You are browsing a read-only backup copy of Wikitech. The primary site can be found at wikitech.wikimedia.org

Incident documentation/2018-02-06 Phabricator

From Wikitech-static
Jump to navigation Jump to search

Summary

Phabricator stopped working on Feb 6 2018.

Users saw either our standard error page from the caching layer or "Failed to `proc_open()`: proc_open() expects parameter 2 to be array, unknown given"
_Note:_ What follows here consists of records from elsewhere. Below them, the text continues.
PR #211, opened 2024-08-23
Bitcoin Price Checker

Ademolght:
Bruce is interested to know the price of Bitcoin so i have do her Bitcoin Price checker but need modification in Bitcoin-Price.cpp for add wifi info (ssid and password) in menu or in the config file.


Ademolght:
> There is already a way to connect to the wifi. + why?

because we need a screen keyboard for add wifi info and for your second question because is cool

Niximkk:
> because we need a screen keyboard for add wifi info

uuh yea? 💀 have you ever tried Bruce?

> and for your second question because is cool

k👍

Ademolght:
> > because we need a screen keyboard for add wifi info
> 
> uuh yea? 💀 have you ever tried Bruce?
> 
> > and for your second question because is cool
> 
> k👍

i have tested it all alone and work perfectly

Ademolght:
**@bmorcelli** possible to do modification for appear a screen keyboard for wifi info

LamnDev:
can't you just read the code yourself ...?
https://github.com/pr3y/Bruce/blob/3a4535877de0894d18d310a061c46aa913cd39d9/src/core/wifi_common.cpp#L162
and use
https://github.com/pr3y/Bruce/blob/3a4535877de0894d18d310a061c46aa913cd39d9/src/core/globals.h#L69

So just do something like that:
```cpp
if(!wifiConnected) wifiConnectMenu(false);
```

LamnDev:
I don't get it... why should this be added to Bruce repository?
If you want it for yourself, just keep it in your fork.

And by the way, did you even try to build your firmware?
Because there are many problems in your code...
I think you made it with ChatGPT with zero knowledge of C++.

stormyzio:
I think we cannot say "bitcoin price" but "bitcoin value"

Ademolght:
> I think we cannot say "bitcoin price" but "bitcoin value"

NO it's Bitcoin Price checker

bmorcelli:
This functionality can easily be done using the Interpreter..

There's a function to run the get requisition with customizes headers, and the string parsing in JavaScript might be quite easy to do as well

PR #217, opened 2024-08-25
Add boot sound settings (Enable/Disable)

Lamnxzp:
## Boot Sound Settings

**Features:**

* **Boot Sound Bypass Fix:** The startup sound can now be skipped ([was broken here](https://github.com/pr3y/Bruce/commit/4783d57833df94195ac15b04910eaf5332d8cdc1)), by pressing a key during startup.
* **Customizable Boot Sound:** 
    * You can now **enable or disable** the boot sound in the settings menu.
    * When enabling, you have the option to:
        * Use the **default M5 Bip sound**.
        * **Select your own .wav file (only on Cardputer)** from either:
            * **LittleFS**
            * **SD Card**

**Note:** 
* Also, I'm not sure if I should use EEPROM for saving the startup sound settings.
* <ins>I've disabled the boot sound by **default**.</ins> Let me know if I should enable it by default instead.

**I don't have a Cardputer to test with custom boot sound (.wav). Please let me know if it works as expected!**

Thank you!


valentin8709:
Hmm it's a good idea but I'm note sure it's great to have bootup sound mandatory.

For discretion, we need an option to disable it.

Perhaps by adding config option in the menu with linked option in bruce.conf ?

Lamnxzp:
The startup sound is able to be bypassed if you press on any key during the bootup.
But yeah, I think an option would be great.

Lamnxzp:
It should be disabled by default, and you would be able to enable it in the config, and select which file should be played.

Lamnxzp:
**Changes:**

* Boot Sound added to settings.
* Choose a .wav file from LittleFS or SDCard to play on startup.

**Note:** I don't have a Cardputer to test with custom boot sound (.wav). Please let me know if it works as expected! Also, I'm not sure if I should use EEPROM for this or not.

**Note2:** I've disabled the boot sound by default. Let me know if I should enable it by default instead.

### Need review (Cardputer) ###

Thank you!

stormyzio (commented):
Well done!

valentin8709:
Good job ! I'll try it tomorrow on Cardputer :)

valentin8709:
Yop !
I tested it on Cardputer, and it doe'nt work =(

If it's disabled: OK
If I want to enable it with "Bip" : inerface is OK but it does not bip at startup, with or without skipping splash screen.
I I want to enable it with wav, the menu does not quit (the one where you choose between bip and wav). I need to press esc and then it freezes and reboots =/

valentin8709:
If I enable the bip, I can see the configuration file with adequat sound settings.

Lamnxzp:
I will check that, thank you! 😊

Lamnxzp:
Hello,

So, the first issue (the bip sound is not playing) is that Cardputer doesn't have `BUZZ_PIN`. However, it seems that the `_tone` function can play the sound using `playTone`, so I can fix that.

The issue with the menu not quitting is really strange. It works on my Stick CPlus 2 (I just removed the `if` statement that checks the `HAS_NS4168_SPKR` flag to make it showing the menu there), and it writes the configuration file correctly.

Otherwise, if you put a .wav file in boot sound, it starts the sound at startup, right?

Lamnxzp:
Okay maybe it's because you have LittleFS and SD Card at the same time so it's doing this issue, I will check that.
Edit: I found the issue, thank you.

Lamnxzp:
@valentin8709, could you try again and let me know if it works?
It should be fixed now.

By the way, should there be the boot sound even if the splash screen is bypassed?

bmorcelli:
>By the way, should there be the boot sound even if the splash screen is bypassed?

I think not.. if it is bypassed, bypass it all

valentin8709:
I tested but there are some remaining bugs (tested on Cardputer) :
* bip does not work (but config seems well written);
* if bip is selected, after booting, 'enter' key is spamed (it enters wifi -> connect -> etc.) without doing anything -> it stops if you press any key, and it's bypassed if you bypass the splashscreen;
* on the splashscreen, only "ruce" is displayed instead of "Bruce" (weird, I tested last build on official repo and it's well displayed here);
* wav option seems to work properly now, well done :smiley: 
* boot sound is not played if splashscreen is bypassed, just as expected :smiley:

Lamnxzp:
Okay,
So everything is good except the M5 Bip on Cardputer.
I think its related to this function:
https://github.com/pr3y/Bruce/blob/06a383bd62c3053cf57ab8094f39c73a40cc98ca/src/modules/others/audio.cpp#L125

valentin8709:
Perhaps could you just disable the "bip" possibility on Cardputer ?

valentin8709:
It works great now, good job !
It's just this remaining bug, it only appears on your branch =/

PXL_20240905_150735374

Lamnxzp:
weird bug...... 😅

Lamnxzp:
It's so strange, on my Stick I don't have this problem, and I didn't even changed anything about the boot_screen animation...

Lamnxzp:
Hey, @valentin8709
Can you please try to build a version of Bruce (from upstream), with the `setupSdCard();` before `if(!LittleFS.begin(true)) { LittleFS.format(), LittleFS.begin();}` to see if it does the same bug as my branch.
https://github.com/pr3y/Bruce/blob/5ebb4c6a388bc9b74b0ec8cbd70bb2c7122e8604/src/main.cpp#L331-L334
Also try to add `getConfigs();` after the LittleFS init, and comment it in the `loop();`
https://github.com/pr3y/Bruce/blob/5ebb4c6a388bc9b74b0ec8cbd70bb2c7122e8604/src/main.cpp#L368-L370

But I don't understand why this would only happen on Cardputer 😅 (not sticks)

Thank you very much.

valentin8709:
Hi ! Sorry I do not have time to test those days =/
I will look at this as soon as I can =)

Lamnxzp:
Hi @valentin8709
No need to test it, #252 has been merged and implement a setting similar to this.

valentin8709:
Alright alright !

PR #227, opened 2024-08-28
Fixed BLE Spoofer and more fixes

bmorcelli:
* Fixed BLE Spoofer for iOS devices
* Grouped SourApple and AppleJuice in the same option, as they will perform almost the same thing 
* Added NRF24 Jammer to Wifi Menu (yes, it jamms 2.4Ghz communications, including drones, Wifi and Bluetooth) 
* Added delay to refrash clock and battery value on main screen 
* Enhanced interpreter Example1
* increased RAM memory value to Core2 default value
* Changed Grove port pins for Core devices
* Fixed Core port (was with blackScreen and not responding to anything)


jhonpohac:
muchas gracias excelente trabajo

PR #231, opened 2024-09-01
 Changes to FM Radio, working on StickC 1.1 and Cardputer.

IncursioHack:
#### Proposed Changes ####

Some changes were made to the pins and menu so that FM Radio would work on StickC 1.1 and on Cardputer with SD Card Sniffer.

#### Verification ####

2 Situations:
1 - The pins on the Wiki are inverted, I will change them.
2 - It broadcasts via FM Radio the audio that comes from the P2/P3 connector, it still does not reproduce the audio in MP3/WAV from the StickC/Cardputer, therefore, it needs an extra device (a cell phone or computer) sending the audio via P2 cable to the board.

#### Testing ####

It was tested with the Cardputer and the StickC 1.1 and I was successful, with a small wire as an antenna I was able to reach a few meters of distance with sound quality. Funnily enough, I have a MAONO audio card and in addition to the music playing, I was also able to add some effects and use the computer's microphone. It was very similar to a radio station :)

On the cardputer with the SD Card Sniffer, use the CLK pin connected to the RST of the FM transmission card.

Cardputer FMRadio2
Stick FMRadio1

#### Further Comments ####

In several countries, FM broadcasting is prohibited, check this information and carry it out in a controlled environment.

### DIFF
--- a/platformio.ini
+++ b/platformio.ini
@@ -203,7 +203,7 @@ build_flags =
 	-DFM_RSTPIN=0
 	;Microphone
 	-DMIC_SPM1423=1 ;Applicable for SPM1423 device
-    -DPIN_CLK=0
+    -=0
     -DI2S_SCLK_PIN=0
     -DI2S_DATA_PIN=34
     -DPIN_DATA=34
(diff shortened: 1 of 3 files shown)


IncursioHack:
361429417-8e1a5052-3ba9-4b1e-8686-26a1dd2948c7

## Wiki
https://github.com/pr3y/Bruce/wiki/FM

PR #232, opened 2024-09-01
Dev

rennancockles:
# Features
- Add PN532 connection media
- PN532 clone tag
- Add file info to option menu
- Add wigle upload to option menu (wardriving file)
- Add wardriving default folder to BruceWardriving
- Create a new wardriving file per session
- Add PN532 SPI pins for cardputer


iKroNN:
cardputer_internal

PR #252, opened 2024-09-09
R3ck changes

rennancockles:
# Refactor
- remove rfid libs from project

# Fix
- add validation for timestamp in wardriving filename (still not perfect though)

# Feature
- add "Wigle Upload All" menu option to upload all csv files to wigle
- auto delete wardriving files after uploading it to wigle
- add config option to enable or disable boot sound (enabled by default)


bmorcelli:
https://github.com/rennancockles/MFRC522-I2C/blob/main/MFRC522_I2C.cpp#L10

GitHub Workflows are case sensitive.

This Lib file is CAPS, and the include is lower case.. just change make the include match the file name (Caps and all) and it will work ;)

eadmaster:
> add config option to enable or disable boot sound (enabled by default)

Instead of a setting for the boot sound only, i think it would be better to have a more generic "silent mode" setting, that prevents the [`_tone()` and `playAudioFile()` functions](https://github.com/pr3y/Bruce/blob/main/src/modules/others/audio.h) from making any noise.
Other modules/script could use these functions to play notification sounds.

PR #273, opened 2024-09-18
Jpg Viewer and Boot image customization

bmorcelli:
Jpg images can ve viewed on the SdCard and LittleFs file explorer, when selecting the files.

boot image can be customizes saving a "boot.jpg" file in the root of SDCard or root of LittleFs

images must be lesser than 320x240 pixels (Core limit), preferrebly 240x135 for Cardputer/StickCs.

Added function to open these jpg using interpreter too

### DIFF
--- a/src/core/sd_functions.cpp
+++ b/src/core/sd_functions.cpp
@@ -14,6 +14,7 @@
 
 #include <MD5Builder.h>
 #include <esp32/rom/crc.h>  // for CRC32
+#include <algorithm> // for std::sort
 
 struct FilePage {
   int pageIndex;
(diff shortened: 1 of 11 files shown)


src/core/sd_functions.cpp
```diff
@@ -592,19 +619,19 @@ String loopSD(FS &fs, bool filePicker, String allowed_ext) {
       if(checkSelPress())
       {
         // Definição da matriz "Options"
-        if(fileList[index][2]=="folder") {
+        if(fileList[index].folder==true && fileList[index].operation==false) {
```
rennancockles, line 622: if FileList.folder and FileList.operation are both booleans, comparing it to a boolean makes it redundant. You could do `if(fileList[index].folder && ! fileList[index].operation)`. Same for other places

eadmaster: > Explicit is better than implicit.

https://en.m.wikipedia.org/wiki/Zen_of_Python#Principles

Issue #259, opened 2024-09-12
frequency detection


cinouw:
Hi bruce

the other day i was trying a io433 firmware on m5 stick c plus 2 and it have a really cool feature. The feature is basically an option that detects the frequency that the subGhz remote/device uses i think it will be very usefull even for diffrenf 433.xx devices for detecting the frequency and configuring subGhz rx/tx settings accordingly.

Thanks for the greate work

eadmaster:
should be doable reusing [code from here](https://github.com/mcore1976/cc1101-tool/blob/main/cc1101-tool-esp32.ino#L480) , please post some shots on how the UI should look like, i think i'll add the backend logic only for this.

eadmaster:
added in [v1.6](https://github.com/pr3y/Bruce/releases/tag/1.6), this can be closed

PR #289, opened 2024-09-29
RF Frequency Scan

tatuleamarin:
#### Proposed Changes ####
Replaced the scan/copy function with another one that also scans for signals between ranges (300-348, 387-464, 779-928), this way it's easier to detect the frequency if you don't know it

#### Types of Changes ####
New rf scan/copy function

#### Verification ####
Need testing

#### Linked Issues ####
#259

### DIFF
--- a/src/modules/rf/rf.cpp
+++ b/src/modules/rf/rf.cpp
@@ -28,19 +28,6 @@
 #define DISPLAY_WIDTH  240 // Width of the display area
 #define LINE_WIDTH 2 // Adjust line width as needed
 
-struct RfCodes {
-  uint32_t frequency = 0;
-  uint64_t key=0;
-  String protocol = "";
-  String preset = "";
-  String data = "";
-  int te = 0;
-  String filepath = "";
-  int Bit=0;
-  int BitRAW=0;
-};
-
-
 struct HighLow {
     uint8_t high; // 1
     uint8_t low;  //31
@@ -555,7 +542,6 @@ bool initRfModule(String mode, float frequency) {
     return true;
 }
 
-
 String RCSwitch_Read(float frequency, int max_loops, bool raw) {
     RCSwitch rcswitch = RCSwitch();
     RfCodes received;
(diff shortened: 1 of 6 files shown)


bmorcelli:
Loved that! Can't wait to test!

bmorcelli:
It would be nice if it saves the frequency into this global variable:
https://github.com/pr3y/Bruce/blob/a1b8ef255e6df15e5409bfd5988d015960e81e07/src/core/globals.h#L122

And once detected, when press Esc or Select open a menu asking to: Go to Scan/Copy or Continue Scan or Main Menu.

This would be a good workflow

tatuleamarin:
Done, it should be better now

eadmaster:
this implementation is not   scanning based on the [RSSI](https://en.wikipedia.org/wiki/Received_signal_strength_indicator), but it is  trying to decode the signals. 

so no frequency is detected if this check fails:
https://github.com/pr3y/Bruce/blob/0dec9ea7c30c4dd1eb835a3a800d5bf82ad0324a/src/modules/rf/rf.cpp#L1216

as alternative, see my previous implementation based on the rssi, it may able to detect more signals:
https://github.com/pr3y/Bruce/blob/0dec9ea7c30c4dd1eb835a3a800d5bf82ad0324a/src/modules/rf/rf.cpp#L202

tatuleamarin:
I was planning on making it replace the current scan/copy feature with this, that's why, the current rf_scan does not work, it needs a delay after setting the MHz to let the cc1101 stabilize

tatuleamarin:
Replaced the old scan/copy with this one, it should be way better

src/modules/rf/rf.cpp
```diff
@@ -1094,3 +1124,220 @@ bool txSubFile(FS *fs, String filepath) {
...
+        }
+
+        if (checkEscPress()) {
+            break;
+        }
+
+        float frequency = RfFxdFreq ? RfFreq : subghz_frequency_list[idx];
+        
+        ELECHOUSE_cc1101.setMHZ(frequency);
+        delay(50);
```
bmorcelli, line 1216: This delay is preventing the frequency detection to work properly.. it will take 24x50ms to run all frequencies in the 300-348Mhz list for example (1200 milliseconds).. and we can't detect anything unless you keep pressing the btn for this long, and my gate controller is beig detecte in more than one frequency (may be untestandable tho, not a real issue, maybe)

I can't test sending the singals from Cardputer in other ranges, becaus it is not being detected..

Can it fix the frequency (for the scan session) after detect the frequency? it would be interesting, becaus once it gets a signal, it can get half of the code or somthing.. so you can resend watching the frequency you've got,... did I made myself clear?

call me on discord to talk about it (Pirata)

src/modules/rf/rf.cpp
```diff
@@ -1094,3 +1124,220 @@ bool txSubFile(FS *fs, String filepath) {
...
+                    { sz_range[1], [&]()  { RfScanRange = 1; RfFxdFreq = 0; } },
+                    { sz_range[2], [&]()  { RfScanRange = 2; RfFxdFreq = 0; } },
+                    { sz_range[3], [&]()  { RfScanRange = 3; RfFxdFreq = 0; } },
+                };
+
+                delay(200);
+                loopOptions(options);
+
+                if (RfFxdFreq) {
+                    displayRedStripe("Scan freq set to " + String(RfFreq), TFT_WHITE, FGCOLOR);
```
bmorcelli, line 1298: after this line, add:
delay(1500);
goto RestartScan;

so we dont get trapped in the screen..

src/modules/rf/rf.cpp
```diff
@@ -1094,3 +1124,220 @@ bool txSubFile(FS *fs, String filepath) {
...
+                }
+                else {
+                    displayRedStripe("Range set to " + String(sz_range[RfScanRange]), TFT_WHITE, FGCOLOR);
```
bmorcelli, line 1301: after this line, add:
delay(1500);
goto RestartScan;

so we dont get trapped in the screen..

bmorcelli (commented):
somethings to consider ;)

LEGOATDU49:
Can you detect the frequency with the rf433 m5stack module or do you need the CC1101?

tatuleamarin:
> Can you detect the frequency with the rf433 m5stack module or do you need the CC1101?

You need CC1101, because RF433 only supports 433 MHz

PR #295, opened 2024-09-30
Songs Feature

CommandBreaker:
i added songs feature with this songs
doom
rickroll
was_wollen
keyboardcat
christmass
and megalovania from undertale


pr3y:
There is no need for this, since Bruce already supports playing songs;
Take a look at https://github.com/pr3y/Bruce/wiki/Serial on music_player
Also i dont think those functions should be implemented in the firmware since it doesnt have much impact.

Issue #317, opened 2024-10-07
Bad BLE - Incorrect characters (in PT-PT layout at least)


sousaaguilherme:
Bad BLE, at least in PT-PT layout is typing incorrect chars.

## Example script:
```
DELAY 300
STRING !"#$%&/()=?>
ENTER
DELAY 30
STRING \1234567890'<
DELAY 30
ENTER
STRING p+
DELAY 30
ENTER
STRING P*
DELAY 30
ENTER
STRING ,.-
DELAY 30
ENTER
STRING ;:_
DELAY 30
ENTER
STRING @{[]}
DELAY 30
ENTER
STRING END
ENTER
```

## Result:
```
!"#$%&/()=?^
\1234567890'~
p+
P*
,.-
;:_
>END

```

## Expected:
```
!"#$%&/()=?>
\1234567890'<
p+
P*
,.-
;:_
@{[]}
END

```

sousaaguilherme:
The new version fixed the issue! Thanks for merging @bmorcelli !

bmorcelli:
you are welcome!!

and btw.. we were so happy about this issue!! it should be put on a portrait and shown to everybody! very organized and pointing the errors clearly! Congratulations!

softm5:
Bonjour, 
J'ai aussi un problème similaire avec la derniere version de "Bruce"
Lorsque lance mon payload badBLE avec clavier AZERTY FR,  J'ai  en résultat : 
("chrome "https://www.youtube.com/@€#")
Alors que normalement ça doit écrire ceci : ("chrome "https://www.youtube.com/@test")

PR #318, opened 2024-10-07
Missing if in case of ISO_REPLACEMENT in BLE release method

sousaaguilherme:
After testing the bad ble I found that some chars weren't being inserted correctly.
This is just a small fix that I think will fix the issue.

Some examples of incorrect input I've found can be seen in this issue I opened previously https://github.com/pr3y/Bruce/issues/317


bmorcelli:
Can you tell us if this fix solves the issue you pointed?

sousaaguilherme:
Hi! I didn't had the time to compile and test yet, but a couple of weeks ago I implemented a fork of badcard with layouts and it needed this if statement

PR #4367, opened 2025-05-31
format cpp/h/hpp file use clang-format based llvm style

chen-guanghua:
use clang-format cpp/h/hpp file based llvm style


winlinvip:
After clang format, it will change the code:

```
std::vector< std::vector<uint8_t> > sub_layer_profile_compatibility_flag;
```

To the below one:

```
std::vector<std::vector<uint8_t>> sub_layer_profile_compatibility_flag;
```

This will fail in C++98, for there must be space when template in another template, so need a typedef like this:

```
typedef std::vector<uint8_t> U8Vec;
std::vector<U8Vec> sub_layer_profile_compatibility_flag;
```

winlinvip:
See https://github.com/ossrs/srs/pull/4433

PR #4372, opened 2025-06-04
issue#4364: try to fix memory leak for daemon run.

suzp1984:
This PR is try to workaround #4364. 
The memory continues increase problem didn't appear in the PR, but the root cause is not yet founded, by moving global initialize code into srs_pre_global_initialize(), It seems those 2 instructions may trigger this memory issue.

```
    _srs_log = new SrsFileLog();
    _srs_context = new SrsThreadContext();
```


winlinvip:
It doesn't make sense because they are two variables with fixed memory; they should not cause the memory to increase over time.

PR #4446, opened 2025-08-20
SRT2RTMP: fix srt bridge hevc to rtmp error. v7.0.84

### LINKED ISSUE #4428: Problems when converting H265 data from srt to rtmp
When using the srt protocol to push h265 data, an error occurs when using the rtmp protocol to pull h265 data, and the decoder cannot be found.

[flv @ 0x7fb949116440] Video codec (c) is not implemented. Update your FFmpeg version to the newest one from Git. If the problem still occurs, it means that your file has a feature which has not been implemented.

suzp1984:
try to fix #4428.

## Cause

rtmp do not support hevc, rtmp enhanced do.

## How to reproduce

1. start srs.
   `./objs/srs -c conf/srt.conf`
2. publish hevc (h.265) stream to srs by srt.
    `ffmpeg -re -i ./doc/source.flv   -c:v libx265 -crf 28 -preset medium   -c:a copy   -pes_payload_size 0 -f mpegts   'srt://127.0.0.1:10080?streamid=#!::r=live/livestream,m=publish'`
3. probe the rtmp stream
   `ffprobe rtmp://localhost/live/livestream`

## About the Failed BlackBox test
The failed blackbox test: `TestSlow_SrtPublish_RtmpPlay_HEVC_Basic` `TestSlow_SrtPublish_HttpFlvPlay_HEVC_Basic`

### Cause: 

The ffmpeg 5 is used to record a piece of video (DRV), the ffmpeg will transcode the enhanced flv format to TS format, but ffmpeg 5 don't support enhanced rtmp (or flv) in this case.

The solution is to replace the ffmpeg to version 7 in those 2 test cases.

### why not upgrade ffmpeg to version 7?

The black tests dependency on ffmpeg 5 will fail, and there are a few of them are not easy to resolve in ffmpeg 7.

### DIFF
--- a/trunk/3rdparty/srs-bench/blackbox/hevc_test.go
+++ b/trunk/3rdparty/srs-bench/blackbox/hevc_test.go
@@ -709,6 +709,8 @@ func TestSlow_SrtPublish_RtmpPlay_HEVC_Basic(t *testing.T) {
 		v.dvrFile = path.Join(svr.WorkDir(), "objs", fmt.Sprintf("srs-ffprobe-%v.ts", streamID))
 		v.streamURL = fmt.Sprintf("rtmp://localhost:%v/live/%v", svr.RTMPPort(), streamID)
 		v.duration, v.timeout = duration, time.Duration(*srsFFprobeTimeout)*time.Millisecond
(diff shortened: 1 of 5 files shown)


winlinvip:
Feel free to upgrade [dev-docker](https://github.com/ossrs/dev-docker) to FFmpeg 7 and Ubuntu 22/24.

PR #4466, opened 2025-09-02
AI: GB28181: Remove embedded SIP server and enforce external SIP usage

winlinvip:
This PR removes the embedded GB28181 SIP server implementation from SRS and enforces the use of external SIP servers for production deployments.

The embedded SIP server depended on the deprecated `http-parser` library. With the planned migration to `llhttp` (which doesn't support SIP parsing), maintaining the embedded SIP server would require significant additional work. Since external SIP servers are already the recommended approach for production, removing the embedded implementation simplifies the codebase and eliminates this dependency.

Eliminated `srs_gb28181_test` from CI workflow.

Removed SIP configuration validation tests.


trunk/conf/gb28181.conf
```diff
@@ -14,10 +14,7 @@ stream_caster {
     output rtmp://127.0.0.1/live/[stream];
     listen 9000;
     sip {
```
duiniuluantanqin: This `sip` configuration can be deleted now, right?

`TRANS_BY_GPT4`

trunk/src/app/srs_app_gb28181.cpp
```diff
@@ -31,7 +31,6 @@ using namespace std;
 
 // See https://www.ietf.org/rfc/rfc3261.html#section-8.1.1.7
 #define SRS_GB_BRANCH_MAGIC "z9hG4bK"
```
duiniuluantanqin: SRS_GB_BRANCH_MAGIC unused.

duiniuluantanqin:
The tests were successful in conjunction with the https://github.com/ossrs/srs-sip.

`TRANS_BY_GPT4`

duiniuluantanqin (approved):

PR #4475, opened 2025-09-06
AI: Support anonymous coroutine with code block. v7.0.80

winlinvip:
This PR introduces anonymous coroutine macros for easier coroutine creation and improves the State Threads (ST) mutex and condition variable handling in SRS.

- **Added coroutine macros**: `SRS_COROUTINE_GO`, `SRS_COROUTINE_GO2`, `SRS_COROUTINE_GO_CTX`, `SRS_COROUTINE_GO_CTX2`
- **Added `SrsCoroutineChan`**: Channel for sharing data between coroutines with coroutine-safe operations
- **Simplified coroutine creation**: Go-like syntax for creating anonymous coroutines with code blocks

---------

### DIFF
--- a/trunk/src/protocol/srs_protocol_st.hpp
+++ b/trunk/src/protocol/srs_protocol_st.hpp
@@ -84,6 +84,45 @@ extern int srs_mutex_destroy(srs_mutex_t mutex);
 extern int srs_mutex_lock(srs_mutex_t mutex);
 extern int srs_mutex_unlock(srs_mutex_t mutex);
 
+// Wrap as ptr, so you can use SrsUniquePtr and SrsSharedPtr to manage it.
+// For example:
+//      SrsUniquePtr<SrsCond> cond(new SrsCond());
+//      cond->signal();
+class SrsCond
+{
+private:
+    srs_cond_t cond_;
+
+public:
+    SrsCond();
+    virtual ~SrsCond();
+
+public:
+    int wait();
+    int timedwait(srs_utime_t timeout);
+    int signal();
+    int broadcast();
+};
+
+// Wrap as ptr, so you can use SrsUniquePtr and SrsSharedPtr to manage it.
+// For example:
+//      SrsUniquePtr<SrsMutex> mutex(new SrsMutex());
+//      SrsLocker(mutex->get());
+class SrsMutex
+{
+private:
+    srs_mutex_t mutex_;
+
+public:
+    SrsMutex();
+    virtual ~SrsMutex();
+
+public:
+    int lock();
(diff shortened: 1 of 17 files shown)


trunk/src/utest/srs_utest.hpp
```diff
@@ -131,4 +131,147 @@ class MockProtectedBuffer
...
+    SrsSTCoroutine st##id("anonymous", &handler##id);                             \
+    srs_error_t err_coroutine##id = st##id.start();                               \
+    srs_assert(err_coroutine##id == srs_success)
+
+// A helper to create a anonymous coroutine like goroutine in Go.
+// For example:
+//        SRS_COROUTINE_GO({
+//            srs_usleep(1 * SRS_UTIME_MILLISECONDS);
+//        });
+#define SRS_COROUTINE_GO(code_block) \
```
suzp1984, line 232: is the Macro input var `id` missing?
```suggestion
#define SRS_COROUTINE_GO(id, code_block) \
```

That's a duplicate of SRS_COROUTINE_GO2.

trunk/src/protocol/srs_protocol_st.hpp
```diff
@@ -109,7 +148,7 @@ extern bool srs_is_never_timeout(srs_utime_t tm);
 
 // The mutex locker.
 #define SrsLocker(instance) \
-    impl__SrsLocker _SRS_free_##instance(&instance)
+    impl__SrsLocker _SRS_free_instance(instance)
```
suzp1984, line 151: if this case exist:
```
{
    SrsLocker(mutex1);
    SrsLocker(mutex2);
}
```
I mean is the token pasting still needed?
```suggestion
    impl__SrsLocker _SRS_free_##instance(instance)
```

winlinvip: If change to:
```
impl__SrsLocker _SRS_free_##instance(instance)
```

You can not use unique ptr like this:
```
SrsLocker(p.get())
```

The only way is to define a variable:
```
srs_mutex_t lock = *p.get();
SrsLocker(lock);
```

I think if we need to support two lockers, we can define a new macro:
```
#define SrsLocker(lock1, lock2) \
    impl__SrsLocker _SRS_free_instance(lock1); \
    impl__SrsLocker _SRS_free_instance(lock2)
```

Currently I don't see any use case for two locks.

trunk/src/utest/srs_utest.hpp
winlinvip: This is defined for usecase for just one coroutine.

PR #4520, opened 2025-10-06
RTC2RTMP: fix illegal memory access. v7.0.97

JackLau1222:
Regression since 20f6cd595cc8be63a824d29d1332abd4488685be

The early code might meet bridge is empty when
there is no bridge(e.x. rtc to rtc). Then srs_freep will free the brige.

Remove this code that seems redundant.

---------


suzp1984:
This PR make sense.

suzp1984 (approved):

PR #4521, opened 2025-10-06
srs_app_rtc_api: support non BUNDLE of SDP

JackLau1222:
The SDP might use non BUNDLE when there is only
one stream


suzp1984:
I thank this PR do not make sense, SRS only used one tcp or udp connect peer to transfer multi media tracks, that's the reason limit the SDP to Bundle policy. 
You can't just remove this restriction because of this case: when there is only one media track, the SDP policy may be none bundle anymore.

JackLau1222:
> I thank this PR do not make sense, SRS only used one tcp or udp connect peer to transfer multi media tracks, that's the reason limit the SDP to Bundle policy. You can't just remove this restriction because of this case: when there is only one media track, the SDP policy may be none bundle anymore.

Agree, closing this PR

The issue was fixed about 6 minutes later after restarting httpd.

Timeline

  • 16:51 <+icinga-wm> PROBLEM - https://phabricator.wikimedia.org on phab1001 is CRITICAL: HTTP CRITICAL: HTTP/1.1 503 Backend fetch failed - 2426 bytes in 2.329 second response time
  • 16:56 < elukey> !log restart httpd on phab1001
  • 16:57 <+icinga-wm> RECOVERY - https://phabricator.wikimedia.org on phab1001 is OK: HTTP OK: HTTP/1.1 200 OK - 31921 bytes in 0.225 second response time

Conclusions

  • There is a deadlock bug in PHP 5.6 which is triggered by Phabricator, leading to a deadlock in malloc as shown by this stack trace.
  • The deadlock causes apache to slowly leak worker processes until the pool is filled some other system is exhausted.
  • Until we can work around the bug or upgrade to a newer version of php, we will have to periodically restart apache on phabricator servers.

Actionables

Explicit next steps to prevent this from happening again as much as possible, with Phabricator tasks linked for every step.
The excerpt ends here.